Tellement bien que j’avais fait douze kilomètres pénibles dans une brume de chaleur en un temps qui m’avait paru négligeable. J'étais devant la gare. Un ticket, une attente, un train. Je demandai au contrôleur (car dans ce train-ci, il y en avait un) ce qui s'était passé dans le train de deux heures: il n'en savait rien. Il était dans les trains depuis ce matin, il avait sauté d'un train dans l'autre en ignorant les événements du monde, même ceux qui se passent dans les trains.
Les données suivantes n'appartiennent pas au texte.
PR #6455, opened 2022-04-29
Small refactor for `PolytrackerPass`

facutuesca:
This replaces ~50 lines of code that implement a custom progress bar with a small header-only 3rd party library that does the same

https://user-images.githubusercontent.com/5762120/166220095-f2a2be9d-b380-4053-a628-9c29d6583c2c.mov

### DIFF
--- a/.github/workflows/pull_req.yml
+++ b/.github/workflows/pull_req.yml
@@ -11,6 +11,8 @@ jobs:
         example: [mupdf,poppler,qpdf]
     steps:
       - uses: actions/checkout@v2
+        with:
+          submodules: true
       - name: Build the base image
         run: docker build . --file Dockerfile --tag trailofbits/polytracker --no-cache
       - name: Build the example Docker image
--- a/.gitmodules
+++ b/.gitmodules
@@ -1,3 +1,6 @@
 [submodule "third_party/run-clang-format"]
 	path = third_party/run-clang-format
 	url = https://github.com/Sarcasm/run-clang-format.git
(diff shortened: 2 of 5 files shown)


surovic:
I honestly question the need for this code. If it is indeed desirable, isn't there a library that does exactly this?

facutuesca:
> I honestly question the need for this code. If it is indeed desirable, isn't there a library that does exactly this?
> 
> Edit: perhaps [FTXUI](https://github.com/ArthurSonzogni/FTXUI)

I would guess it's not strictly needed, just a nice to have. Do you think I should remove it on this PR?

surovic:
> I would guess it's not strictly needed, just a nice to have. Do you think I should remove it on this PR?

I would be happier if it wasn't there. But I'd wait for @ESultanik and @hbrodin opinons.

facutuesca:
> I honestly question the need for this code. If it is indeed desirable, isn't there a library that does exactly this?
> 
> Edit: perhaps [FTXUI](https://github.com/ArthurSonzogni/FTXUI)

This is what it could look like using this [small header-only library](https://github.com/p-ranav/indicators):

https://user-images.githubusercontent.com/5762120/166204382-6a37a373-393b-4da8-84ec-9241595e2903.mov

surovic:
This already looks like a much better solution imo.

facutuesca:
> This already looks like a much better solution imo.

@surovic I replaced the progress bar implementation with the new library, let me know how it looks

surovic (approved):

PR #6458, opened 2022-05-03
Removes nlohmann-json dependency

### LINKED ISSUE #22: Prominently include license for nlohmann-json
We currently use (at least) `CRoaring` and `nlohmann-json` as third-party dependencies. These are released under the Apache v2 license and an MIT license, respectively.

We should make sure that we are distributing the third-party packages licenses, as required by them. Perhaps add a top-level `LICENSES.thirdparty` directory with license files there.

surovic:
Resolves #22


hbrodin (approved):
LGTM

PR #6459, opened 2022-05-04
Fix a type issue that causes infinite loop on aarch64

hbrodin:
This is what remains from #6388, wanted to remove that PR. Once this is merged we can do so.


surovic (approved):
What's the difference on aarch64?

hbrodin:
> 

Don't remember exactly. The issue is that EOF is of type int. On aarch64 the comparison was always false. So, maybe some endianess issue...

PR #6465, opened 2022-05-12
Move `dumptdag.py` functionality into core API

surovic:
The PR moves functionality from [dumptdag.py](https://github.com/trailofbits/polytracker/blob/master/polytracker/dumptdag.py) into the core API under an updated [cavities](https://github.com/trailofbits/polytracker/blob/03c05d057defa38c3bb3fff0c18a974307b49e59/polytracker/mapping.py#L157) command and new [info](https://github.com/trailofbits/polytracker/blob/03c05d057defa38c3bb3fff0c18a974307b49e59/polytracker/taint_dag.py#L445) command. As a consequence `dumptdag.py` is removed and replaced with the new API commands ([file_cavity_detection.py](https://github.com/trailofbits/polytracker/blob/a4e387d63da3ee71985c61f105eec8ef125ecddb/build_in_docker/file_cavity_detection.py#L356)).


tests/test_tdag.py
```diff
@@ -1,42 +1,6 @@
...
-from polytracker import dumptdag, taint_dag, ProgramTrace
-from os import getcwd
+from polytracker import taint_dag, ProgramTrace
 from typing import cast
-from .data import TEST_DATA_DIR, TEST_DATA_PATH, TEST_RESULTS_DIR
-from polytracker.containerization import CAN_RUN_NATIVELY
-
-
-@pytest.mark.program_trace("test_tdag.cpp")
-def test_dumptdag(program_trace: ProgramTrace):
```
hbrodin, line 10: Do we have any other test that checks these details? If not, I think we should rewrite this test case to use the new api.

polytracker/mapping.py
```diff
@@ -3,156 +3,191 @@
...
+                        if isinstance(rn, TDSourceNode):
+                            yield rl
+                        else:
+                            stack.append(rl)
+
+        result: Dict[Path, List[CavityType]] = defaultdict(list)
+
+        for p, h in self.tdfile.fd_headers:
+            begin = h.prealloc_label_begin
+            end = h.prealloc_label_end
```
hbrodin, line 93: We previously had the discussion about not always preallocating ranges. Would it make sense to add an assert here of some sort? E.g. assert that `end != 0 and begin !=0`. I guess it might not work because output files are in this enumeration as well and would typically have initial size zero.

polytracker/mapping.py
```diff
@@ -3,156 +3,191 @@
...
+        if start is not None:
+            ranges.append((start, len(m) - 1))
+        return ranges
+
+    def file_cavities(self) -> Dict[Path, List[CavityType]]:
+        seen: Set[int] = set()
+
+        def source_labels_not_affecting_cf(label: int) -> Generator[int, None, None]:
+            stack = [label]
+            while len(stack) > 0:
```
hbrodin, line 46:
```suggestion
            while stack:
```

polytracker/mapping.py
```diff
@@ -3,156 +3,191 @@
...
+                    for rl in range(n.first, n.last + 1):
+                        # NOTE: One could skip decoding here, but then we could end up with really long ranges
+                        # being added the labels that really does nothing except cause overhead...
+                        rn = self.tdfile.decode_node(rl)
+                        if rn.affects_control_flow:
+                            continue
+                        if isinstance(rn, TDSourceNode):
+                            yield rl
+                        else:
+                            stack.append(rl)
```
hbrodin, line 87: Maybe we could add the `(rl, rn)` here and have a check on line 54 that checks `isinstance(lbl, int)` before doing `decode_node`? That would prevent decoding a taint node twice. Might be worth experimenting if it increases performance.

hbrodin: Also, if this is done, one should probably do the same for `n.left` and `n.right` when it is a TDUnionNode.

build_in_docker/file_cavity_detection.py
```diff
@@ -351,12 +351,7 @@ def file_cavity_detection(
             print(f"Error when processing {filename}")
             return f"{filename},-3,-3\n"
 
-        command = [
-            "python3",
-            str(SCRIPTDIR / "../polytracker/dumptdag.py"),
-            str(dst_tdag),
-            str(tool.container_input_path(filename)),
-        ]
+        command = ["polytracker", "cavities", str(dst_tdag)]
```
hbrodin, line 354: This is a slight change in behavior, right? Previously we only computed cavities for the processed file. If I don't misread, now we would get cavities for all files being processed by the command.

polytracker/mapping.py
```diff
@@ -3,156 +3,191 @@
...
+        raise NotImplementedError()
+
+    def marker_to_ranges(self, m: bytearray) -> List[CavityType]:
+        ranges = []
+        start = None
+        for i, v in enumerate(m):
+            if v == 0:
+                if start is None:
+                    start = i
+            if v == 1:
```
hbrodin, line 33:
```suggestion
            else:
```

polytracker/mapping.py
```diff
@@ -3,156 +3,191 @@
...
 
     def __init_arguments__(self, parser):
-        parser.add_argument("POLYTRACKER_DB", type=str, help="the trace database")
+        parser.add_argument("POLYTRACKER_TF", type=str, help="the trace file")
 
     def run(self, args):
-        mapping = InputOutputMapping(PolyTrackerTrace.load(args.POLYTRACKER_DB)).mapping
-
-        print(mapping)
+        raise NotImplementedError()
```
hbrodin, line 130: Any reason we couldn't keep this? I mean, if you wanted to get a mapping even though it is slower. Or does it just not make sense anymore?

hbrodin (commented):
Great job @surovic! Most of the comments are nitpicks or suggestions. The one thing I wanted to make sure is that the potential change in behaviour (cavities for all input files) doesn't cause any issues.

polytracker/mapping.py
surovic: I plan on re-implementing it as my next step. Take out the DFS walk out of cavity detection and make it it's own method and use it in both `cavities` and `mapping`.

build_in_docker/file_cavity_detection.py
surovic: All file descriptors tracked in the `.tdag` file, but yes. I think it shouldn't be a problem, unless the tool introduces taint sources from a file not specified by `filename`. That doesn't happen with the tools we currently support in the `file_cavity_detection.py` script, right? Correct me if I'm wrong though! 

One thing I could do is save us a shell spawn, detect cavities using API and filter out results for `filename`.

polytracker/mapping.py
surovic: I'm not sure I understand what you mean here. Can you write a suggestion with the changes?

polytracker/mapping.py
surovic: There's a test for length on line 96 :eyes: Is it not enough?

tests/test_tdag.py
surovic: There's test for the API version in the same file IIRC.

polytracker/mapping.py
hbrodin: My point is that if we change the implementation to not require preallocated ranges this would stop working. Maybe that's what we have tests for...

polytracker/mapping.py
hbrodin, line 87:
```suggestion
                            stack.append((rl, rn))
```

polytracker/mapping.py
```diff
@@ -3,156 +3,191 @@
...
+            stack = [label]
+            while len(stack) > 0:
+                lbl = stack.pop()
+
+                if lbl in seen:
+                    continue
+
+                seen.add(lbl)
+
+                n = self.tdfile.decode_node(lbl)
```
hbrodin, line 54:
```suggestion
                # Conceptually like this, not sure valid python exactly.
                if isinstance(n, int):
                    n = self.tdfile.decode_node(lbl)
                else:
                    (lbl, n) = lbl
                
```

polytracker/mapping.py
```diff
@@ -3,156 +3,191 @@
...
+                if isinstance(n, TDSourceNode):
+                    yield lbl
+
+                elif isinstance(n, TDUnionNode):
+                    nl = self.tdfile.decode_node(n.left)
+                    if not nl.affects_control_flow:
+                        if isinstance(nl, TDSourceNode):
+                            yield n.left
+                        else:
+                            stack.append(n.left)
```
hbrodin, line 68: Same concept as line 87

polytracker/mapping.py
```diff
@@ -3,156 +3,191 @@
...
+
+                    nr = self.tdfile.decode_node(n.right)
+                    if not nr.affects_control_flow:
+                        if isinstance(nr, TDSourceNode):
+                            yield n.right
+                        else:
+                            stack.append(n.right)
```
hbrodin, line 75: Same concept as line 87

polytracker/mapping.py
hbrodin: I've made a few suggestions. Not sure it is valid python code, but conceptually that's what I mean. Makes sense?

build_in_docker/file_cavity_detection.py
hbrodin: I think your last point would be a great addition!

hbrodin (approved):

build_in_docker/file_cavity_detection.py
surovic: Turns out the implementing timeouts for threads is more work than it's worth. I take  my suggestion back :sweat_smile:

polytracker/taint_dag.py
```diff
@@ -120,23 +121,23 @@ def __init__(self, buffer: mmap) -> None:
         self.source_index_bits = 8
         self.source_offset_mask = (1 << 54) - 1
 
-        self.buffer = buffer
+        self.buffer = mmap(file.fileno(), 0, prot=PROT_READ)
```
hbrodin, line 124: Just out of curiosity, why the move of mmap into the init-function?

polytracker/mapping.py
```diff
@@ -4,24 +4,59 @@
...
+from typing import Dict, List, Set, Tuple, Iterator
 from tqdm import tqdm
-from mmap import mmap, PROT_READ
 
 from .plugins import Command
-from .taint_dag import TDFile, TDRangeNode, TDSourceNode, TDUnionNode
+from .taint_dag import TDFile, TDNode, TDRangeNode, TDSourceNode, TDUnionNode
 
 
+LabelType = int
```
hbrodin, line 14: Good move with the types!
I suggest that we take it one step further using https://docs.python.org/3/library/typing.html#newtype

polytracker/mapping.py
```diff
@@ -4,24 +4,59 @@
...
 CavityType = Tuple[OffsetType, OffsetType]
 
 
 class InputOutputMapping:
     def __init__(self, f: TDFile):
         self.tdfile: TDFile = f
 
-    def mapping(self) -> Dict[OffsetType, Set[OffsetType]]:
-        raise NotImplementedError()
+    def dfs_walk(
```
hbrodin, line 24: Technically, this is a BFS, right?

polytracker/mapping.py
```diff
@@ -4,24 +4,59 @@
...
+
+            elif isinstance(n, TDUnionNode):
+                stack.append(n.left)
+                stack.append(n.right)
+
+            elif isinstance(n, TDRangeNode):
+                stack.extend(range(n.first, n.last + 1))
+
+    def mapping(self) -> Dict[FileOffsetType, Set[FileOffsetType]]:
+        result: Dict[FileOffsetType, Set[FileOffsetType]] = defaultdict(set)
```
hbrodin, line 51:
```suggestion
        seen = set()
        result: Dict[FileOffsetType, Set[FileOffsetType]] = defaultdict(set)
```

polytracker/mapping.py
```diff
@@ -4,24 +4,59 @@
...
+        for s in tqdm(list(self.tdfile.sinks)):
+            for _, n in self.dfs_walk(s.label):
```
hbrodin, line 53:
```suggestion
            for _, n in self.dfs_walk(s.label, seen):
```

polytracker/mapping.py
hbrodin: I think the `seen` can be reused across the full iteration, that could potentially yield some good speedup. If we've seen a node once we have done all we can with it.

polytracker/mapping.py
```diff
@@ -83,17 +91,24 @@ def source_labels_not_affecting_cf(label: int) -> Generator[int, None, None]:
...
                 else:
-                    for source in source_labels_not_affecting_cf(sink.label):
-                        marker[source - begin] = 1
+                    for lbl, n in self.dfs_walk(s.label, seen):
+                        if isinstance(n, TDSourceNode):
+                            marker[lbl - begin] = 1
+                        elif n.affects_control_flow:
+                            if isinstance(n, TDUnionNode):
+                                seen.add(n.left)
+                                seen.add(n.right)
```
hbrodin, line 109: Clever!

polytracker/taint_dag.py
```diff
@@ -195,7 +196,7 @@ def read_sink(self, offset: int) -> TDSink:
         return result
 
     @property
-    def sinks(self) -> Generator[TDSink, None, None]:
+    def sinks(self) -> Iterator[TDSink]:
         assert self.header.sink_mapping_offset > 0
```
hbrodin, line 200: Suggest that we move the assertions to the __init__-function to get a early error if there is something wrong with the tdag-file.

polytracker/taint_dag.py
```diff
@@ -174,7 +175,7 @@ def decode_node(self, label: int) -> TDNode:
                 return TDRangeNode(v1, v2, affects_cf)
 
     @property
-    def nodes(self) -> Generator[TDNode, None, None]:
+    def nodes(self) -> Iterator[TDNode]:
         assert self.header.tdag_mapping_offset > 0
         assert self.header.tdag_mapping_size > 0
```
hbrodin, line 180: Suggest that we move the assertions to the __init__-function to get a early error if there is something wrong with the tdag-file.

polytracker/mapping.py
```diff
@@ -4,24 +4,59 @@
...
 
 
 class InputOutputMapping:
     def __init__(self, f: TDFile):
         self.tdfile: TDFile = f
 
-    def mapping(self) -> Dict[OffsetType, Set[OffsetType]]:
-        raise NotImplementedError()
+    def dfs_walk(
+        self, label: LabelType, seen: Set[LabelType] = set()
```
hbrodin, line 25: Isn't the `seen = set()` part affected by https://docs.python-guide.org/writing/gotchas/#mutable-default-arguments ?

hbrodin (commented):
The one thing I would check is the default argument `seen` in `dfs_walk`. There are some small comments, but nothing serious. Great job!

polytracker/taint_dag.py
surovic: It's because I had a bunch of places where I've copy-pasted `open()` -> `mmap()` -> `TDFile()` code. So I moved at least the `mmap()` into the `__init__`.

polytracker/mapping.py
surovic: This causes a few headaches, like excessive typecasting. For example with `range(n.first, n.last + 1)` when handling `TDRangeNode`. Mypy doesn't recognize `range` as the built-in function and thinks it's a type. Moreover `NewType` is said to introduce runtime overhead. I think we're fine with just the type aliases so far.

polytracker/mapping.py
surovic: Thanks! TIL!

polytracker/mapping.py
hbrodin: 👍

PR #6478, opened 2022-08-25
Adds `stdout` and `stderr` as taint sinks

### LINKED ISSUE #6477: Add `stdout`, `stderr` as optional taint sinks

surovic:
Resolves #6477


polytracker/include/taintdag/taint.hpp
```diff
@@ -46,7 +46,7 @@ const source_index_t source_index_mask = max_source_index;
 
 // Use the remaining bits for source file offset
 const size_t source_offset_bits = storage_bits - source_index_bits - 2;
-using source_offset_t = storage_t;
+using source_offset_t = int64_t;
```
hbrodin, line 49: Why change? We don't touch stdin at this point, right? I don't think it is a problem, just curious. If it is the output position we wan't to change there is a definition for that here: https://github.com/trailofbits/polytracker/blob/6477-add-stdout-stderr-as-optional-taint-sinks-behind-a-cli-flag/polytracker/include/taintdag/taint_sink_log.hpp#L9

VIII Je devais appeler mon ami Bastien... Mais je m'endormis, cassé par la marche, avant d'avoir pris mon portable. Plus tard, le train s'arrêta, lentement, normalement, le long d'un quai. En face de moi, une jeune femme se levait. J'étais aussi arrivé.
Je sortis du wagon. Il faisait encore très clair, et toujours aussi chaud. Bastien était sur le quai, il avait l'air sans impatience. J'aurais voulu lui parler du train arrêté, de ma petite randonnée. Mais Bastien avait l'air serein et l'heure de mon arrivée était celle prévue initialement. Et mes baskets étaient propres.
Je refermai tout seul la brèche que mon cerveau avait ouverte dans le temps. Je refermai la page sur mon histoire passée et mon rêve si récent. Je branchai le pilotage automatique. Je marchais à côté de Bastien en direction de la voiture. Je me remis à penser avec mes pieds. Je dis : «Ça fait du bien de marcher un peu.». Bastien était d'accord. Je montai dans sa voiture. J'allais passer un super week-end.